Purpose & Capability: concernThe skill claims to integrate Kubernetes, PostgreSQL, Redis, Neo4j, Elasticsearch, APM, and GitHub and to publish 'capsules' to an external EvoMap network. Those capabilities are coherent with a DevOps analysis tool. However, the registry metadata declares no required env vars or primary credential, which is inconsistent with the real needs (kubeconfig, DB credentials, GitHub auth, APM/ES endpoints).
Instruction Scope: concernSKILL.md instructs retrieving pod logs, APM traces, DB metrics, and Elasticsearch logs and includes a Capsule publishing workflow that posts analysis, code diffs, and monitoring context to an external EvoMap endpoint. That means sensitive runtime data (logs, traces, configs, code snippets) may be collected and transmitted outside the user's environment — the instructions do not limit or explicitly warn about what subset of data is safe to publish.
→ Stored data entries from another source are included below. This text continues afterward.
Issue #4083, opened 2021-04-27
Improve Grant Access rendering on Start Workspace


jankeromnes:
### Bug description

When authorizing GitLab, I used to be redirected automatically.

Now, I just see confusing error messages, and often the proposed action doesn't work.

### Flow 1: Works ✅ 

- Delete GitpodStaging entry from https://gitlab.com/profile/applications if present.
- open a new private browser
- open https://gitpod-staging.com/#https://gitlab.com/AlexTugarev/gp-test
- ensure the onboarding flow works nicely.

---

### Flow 2: Doesn't work well ❌

- Delete GitpodStaging entry from https://gitlab.com/profile/applications if present.
- open a new private browser
- login to https://gitpod-staging.com/login using GitHub Auth
- open https://gitpod-staging.com/#https://gitlab.com/AlexTugarev/gp-test
- ensure the onboarding flow works nicely.

It shows me this error message, which doesn't make sense, because the repository is not private (it's [public](https://gitlab.com/AlexTugarev/gp-test)). However, clicking the button makes it work:

<img width="1440" alt="Screenshot 2021-04-27 at 16 12 15" src="https://user-images.githubusercontent.com/599268/116257244-2b557d80-a774-11eb-9769-33e5d0dfc479.png">

---

### Flow 3: Doesn't work at all ❌ 

- Delete GitpodStaging entry from https://gitlab.com/profile/applications if present.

Install Mechanism: okThis is an instruction-only skill with two shell scripts and no install spec or external downloads. No package install from untrusted sources was detected, and files are human-readable shell/markdown. Installation mechanism itself appears low-risk.
Credentials: concernAlthough the skill requests no required env vars in the manifest, the included files and examples rely on sensitive configuration and environment variables (e.g., ${HOME}/.kube/config, DB_PASSWORD/DB_HOST/DB_USER, GitHub CLI authentication). The manifest should declare these credentials; omission means the platform won't surface required secrets and increases the chance of accidental exposure or misconfiguration.
Persistence & Privilege: concernThe skill is not marked always:true (good), but SKILL.md and config.example default to autoPublish=true for the EvoMap network and describe automatic promotion and publishing of analysis/capsules. Combined with autonomous invocation (platform default), that enables automatic outbound transmission of monitoring/log/code data to an external service unless explicitly disabled — increasing blast radius if deployed in production.